1)Powdered microencapsules of tomato extracts- added Appenzeller cheese.
2)Control, Appenzeller cheese.
3)Means with different superscripts in a column (A-L) are significantly different (p<0.05).
Table 5 presents changes in color values of Appenzella cheese supplemented with different concentrations (1, 2, 3, and 4%, w/w) of PMT ripened at 14℃ for 6 mon. The L* values were significantly decreased when ripening time was increased from 0 to 6 mon. However, the L* values were not significantly influenced by the concentrations of PMT (p<0.05). The a* values were significantly increased with an increasing ripening period, and increasing the concentrations from 0 to 4% (w/w) in cheese significantly reduced the a* values (p<0.05). The b* values of Appenzella cheese supplemented with PMT (1-4%, w/w) at the final day of ripening were significantly higher than those of the control cheese. However, they were not significantly influenced by the concentrations of PMT (p<0.05). PMT is normally light yellow. This study revealed that the b* values could be increased when PMT was supplemented to produce the cheese.
All values are mean±standard deviation (n=10).
1)Powdered microencapsules of tomato extracts-added Appenzeller cheese.
2)Control, Appenzeller cheese.
3)Means with different superscripts in a column (A-L) are significantly different (p<0.05).
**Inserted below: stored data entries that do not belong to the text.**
PR #607, opened 2018-09-20
fix: handle uppercase property and values on `postcss-normalize-positons`

evilebottnawi:
Also fix README example


evilebottnawi:
Merge. Feel free to feedback. No big changes.

PR #608, opened 2018-09-20
fix: do not handle uppercase data URI in url function

evilebottnawi:


evilebottnawi:
Merge, feel free to feedback

PR #611, opened 2018-09-20
fix: handle uppercase `all` property in merge rules

evilebottnawi:


evilebottnawi:
Merge, feel free to feedback if something wrong

PR #612, opened 2018-09-20
fix: minify uppercase `weight` values in `font` property

evilebottnawi:


packages/postcss-minify-font-values/src/__tests__/index.js
```diff
@@ -119,7 +119,7 @@ test(
     'h1{font-family:"\\5FAE\\8F6F\\96C5\\9ED1"}'
 );
 
-test.only(
+test(
```
evilebottnawi: Big stupid error

evilebottnawi:
Merge, feel free to feedback

PR #617, opened 2018-09-25
Update css-declaration-sorter to version 4

radeno:
using PostCSS 7


radeno:
@evilebottnawi damn, my bad. sorry. just done it trough github. fix soon

radeno:
@evilebottnawi there are all 3 yarn.lock files outdated.
for cssnano and default and advanced profile. should i commit all of them?

evilebottnawi:
@radeno feel free to send 3 files

radeno:
@evilebottnawi it is necessary to increase minimal version of some dependency modules. for example `postcss-calc` supports postcss 7 from version 6.0.2 but in module is version ^6.0.0. let me check it and i will update PR

radeno:
@evilebottnawi `postcss-calc@6.0.2` is public now. i changed `cssnano-preset-default` to version `4.0.2` and need to be published.
then `preset-advanced` will be updated. it has default preset as dependency

packages/cssnano-preset-default/package.json
```diff
@@ -12,36 +12,36 @@
...
+    "postcss-normalize-string": "^4.0.1",
+    "postcss-normalize-timing-functions": "^4.0.1",
+    "postcss-normalize-unicode": "^4.0.1",
+    "postcss-normalize-url": "^4.0.1",
+    "postcss-normalize-whitespace": "^4.0.1",
+    "postcss-ordered-values": "^4.1.1",
+    "postcss-reduce-initial": "^4.0.2",
+    "postcss-reduce-transforms": "^4.0.1",
+    "postcss-svgo": "^4.0.1",
+    "postcss-unique-selectors": "^4.0.1"
```
evilebottnawi: No need update other plugin

radeno: version 4.0.0 has in `package.json` `postcss@6` but version 4.0.1 defines version 7.0.
it is reason why minimal version should be 4.0.1 or 4.0.2

evilebottnawi: :+1:

PR #621, opened 2018-10-02
fix(postcss-merge-longhand): Prefer concrete values over custom properties in shorthands

### LINKED ISSUE #619: border, and a border-color set to a css variable, is resulting in a unwanted border-color:currentcolor
Using both a `border` property and a `border-color` property, with the border-color property set to a css variable, is resulting in a unwanted `border-color:currentcolor` in the output.

input:
`:root{--color-var:red}div{border:1px solid;border-color:var(--color-var)}`

output:
`:root{--color-var:red}div{border-color:currentcolor;border:1px solid var(--color-var)}`

I'm able to verify this in the [cssnano playground](https://cssnano.co/playground/), which is showing:
> Latest release v4.1.4

andyjansson:
Fixes #619. 

This change tries to switch out a custom property in a border shorthand declaration for a concrete value, moving the custom property to its own longhand representation.

### DIFF
--- a/packages/postcss-merge-longhand/src/__tests__/borders.js
+++ b/packages/postcss-merge-longhand/src/__tests__/borders.js
@@ -497,3 +497,21 @@ test(
     passthroughCSS,
     'h1{border:6px solid red;border-top:6px solid var(--mycolor);}',
 );
+
+test(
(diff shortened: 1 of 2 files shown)


evilebottnawi:
@andyjansson Good work!

PR #632, opened 2018-10-11
fix: add cache for caniuse.isSupported() calls (#631)

### LINKED ISSUE #631: Speed improvement in postcss-merge-rules (124s to 16s)
We use cssnano and autoprefixer in webpack for building ~20 color schemes, each resulting in a standalone CSS file of ~300kB. The build takes really long - 124s on i5-6600 @ 3.3Ghz. CSS selectors heavily use pseudo-classes, such as :not(), etc.

Profiling shows that 112s (90%) of the time is spent on using `caniuse.isSupported()` API in **`postcss-merge-rules/dist/lib/ensureCompatibility.js`**. Replacing the `isSupported` call with cached variant dropped it to 4s so total build time dropped from 124s to 16s.

The cached variant replaced all `isSupported` calls by `isSupportedCached` in `ensureCompatibility.js`:
```js
let cache = new Map();
function isSupportedCached(feature, browsers) {
    let browsersSubCache = cache.get(feature);
    if (browsersSubCache === undefined) {
        browsersSubCache = new Map();
        cache.set(feature, browsersSubCache);
    }
    let result = browsersSubCache.get(browsers);
    if (result === undefined) {
        result = isSupported(feature, browsers);
        browsersSubCache.set(browsers, result);
    }
    return result;
}
```

The above is just an example of caching and might leak memory as it's not clearing the cache. There's `compatibilityCache` variable in the surrounding code which might be intended for this stuff but I didn't check in detail.

Right now I don't have public runnable example but I might prepare one if needed.

Profiles (can be opened in dev tools of Chrome using dev tools Settings => More Tools => Javascript Profiler => Load): [profiles.zip](https://github.com/cssnano/cssnano/files/2466795/profiles.zip)

Uncached:
image

Cached: 
image

webpack@4.20.2
postcss-loader@3.0.0
autoprefixer@9.1.5
cssnano@4.1.4 (default preset)

mareolan:
Fixes #631 

1. Split already present compatibilityCache into a cache of selectors and new cache of features. Used it in ensureCompatibility().
2. Made compatibilityCache be used in all code flows (previously it wasn't used in partialMerge - I found no reason why not to use it).

### DIFF
--- a/packages/postcss-merge-rules/src/index.js
+++ b/packages/postcss-merge-rules/src/index.js
@@ -28,13 +28,13 @@ function sameVendor (selectorsA, selectorsB) {
 
 const noVendor = selector => !filterPrefixes(selector).length;
 
-function canMerge (ruleA, ruleB, browsers, compatibilityCache) {
+function canMerge (ruleA, ruleB, browsers, compatibilityCache, caniuseCache) {
     const a = ruleA.selectors;
     const b = ruleB.selectors;
 
     const selectors = a.concat(b);
 
-    if (!ensureCompatibility(selectors, browsers, compatibilityCache)) {
+    if (!ensureCompatibility(selectors, browsers, compatibilityCache, caniuseCache)) {
         return false;
     }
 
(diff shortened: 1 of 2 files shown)


mareolan:
I changed it to standalone cache. It's still initialized at the same place as compatibilityCache because it needs to be browsers-specific.

evilebottnawi:
@mareolan i remember, i think how we can use this in all plugin to avoid duplicate code, in next release we implement this

mareolan:
Ok.

evilebottnawi:
Close in favor https://github.com/cssnano/cssnano/pull/681, anyway thanks for the PR and helping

The sensory attributes of the different concentrations (1, 2, 3, and 4%, w/w) of PMT-added Appenzeller cheese ripened at 14℃ for 6 mon are shown in Table 6. The yellowness values were increased significantly after the supplementation of PMT (1-4%, w/w) due to the yellow color of PMT (p<0.05). In addition, the yellowness values were increased after increasing the ripening time due to the decreases in moisture contents of the cheese samples. In flavor aspects, butyric off-flavor and musty flavor of the control were not significantly different from those of PMT-added Appenzeller cheese after 6 mon ripening period (p<0.05). Tomato flavor increased significantly and proportionally with the concentrations of PMT added and with the ripening periods due to decreases in moisture (p<0.05). The flavors of all samples and control were improved with ripening time. Metabolic processes are responsible for the basic flavor and texture changes during ripening (Kanawjia et al., 1995). For the taste of these cheese samples, bitterness and sourness were not significantly changed after the supplementation of PMT (p<0.05). Bitterness is usually produced by peptides degraded during ripening (Kanawjia et al., 1995). However, sweetness of these cheese samples was significantly increased with increasing ripening time and concentration from 1 to 4% (w/w) (p<0.05). Regarding the texture property, the hardness of cheese was increased with the elevation in ripening time and the concentrations of PMT due to decreases in moisture and chemical reaction during ripening. Giroux et al. (2013) reported that hardness of Cheddar cheese increased by adding green tea extracts. Based on the results of this study, it is applicable to develop PMT-added functional Appenzeller cheese with 1-4% (w/w) PMT.
All values are mean±standard deviation (n=2).
1)Powdered microcapsules of tomato extracts-added Appenzeller cheese.
2)Control, Appenzeller cheese.
3)Means with different superscripts in a column (A-Q) are significantly different (p<0.05).
Conclusion
The present study was performed to elucidate the physicochemical, microbial, and sensory properties of Appenzella cheese supplemented with PMT during ripening of 6 mon. The increase in the concentrations of PMT addition influenced the amounts of short-chain fatty acid, texture and sensory properties of Appenzella cheese. The total amounts of short-chain fatty acids were gradually increased during the ripening periods, irrespective of treatments. Texture and sensory properties of Appenzella cheese supplemented with the concentrations (1-4%, w/w) of PMT were quite acceptable. Therefore, PMT could be successfully used in the production of functional Appenzella cheese without altering its physicochemical or sensory properties during the ripening periods of 6 mon. Moreover, PMT could improve the value of Appenzella cheese with functional properties. Thus, it could be used to produce functional cheese products with health beneficial activities. This will also give ways to produce many functional cheeses in different dairy sectors.